### TASK PROMPT:
Pull every line with the word "order" out of the entries below.

(Collected data)
# # # # # # #

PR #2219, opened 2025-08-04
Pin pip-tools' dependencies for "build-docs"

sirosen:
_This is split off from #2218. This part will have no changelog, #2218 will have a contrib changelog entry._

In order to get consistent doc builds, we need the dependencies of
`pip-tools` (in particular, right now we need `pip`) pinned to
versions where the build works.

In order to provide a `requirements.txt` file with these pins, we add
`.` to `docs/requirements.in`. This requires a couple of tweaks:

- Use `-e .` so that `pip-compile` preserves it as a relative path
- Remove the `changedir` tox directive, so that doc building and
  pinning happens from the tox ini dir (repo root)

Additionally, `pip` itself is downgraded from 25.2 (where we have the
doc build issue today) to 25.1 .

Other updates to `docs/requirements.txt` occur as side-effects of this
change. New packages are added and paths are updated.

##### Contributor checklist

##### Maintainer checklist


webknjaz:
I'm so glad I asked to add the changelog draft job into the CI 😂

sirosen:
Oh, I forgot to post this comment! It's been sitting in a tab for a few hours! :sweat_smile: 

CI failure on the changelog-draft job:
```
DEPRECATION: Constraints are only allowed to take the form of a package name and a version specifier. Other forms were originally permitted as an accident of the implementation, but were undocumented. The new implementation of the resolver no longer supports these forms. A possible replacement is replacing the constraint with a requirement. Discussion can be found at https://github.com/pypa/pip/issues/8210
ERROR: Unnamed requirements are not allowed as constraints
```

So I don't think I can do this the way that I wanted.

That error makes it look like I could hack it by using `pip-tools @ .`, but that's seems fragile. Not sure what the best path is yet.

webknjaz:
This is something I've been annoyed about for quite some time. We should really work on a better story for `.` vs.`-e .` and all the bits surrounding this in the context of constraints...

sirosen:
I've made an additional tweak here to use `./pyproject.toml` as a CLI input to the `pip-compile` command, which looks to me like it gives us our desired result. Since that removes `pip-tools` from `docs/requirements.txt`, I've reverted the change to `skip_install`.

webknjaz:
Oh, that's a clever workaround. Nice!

# # # # # # #

### EXERCISE RESPONSE:
In order to get consistent doc builds, we need the dependencies of
In order to provide a `requirements.txt` file with these pins, we add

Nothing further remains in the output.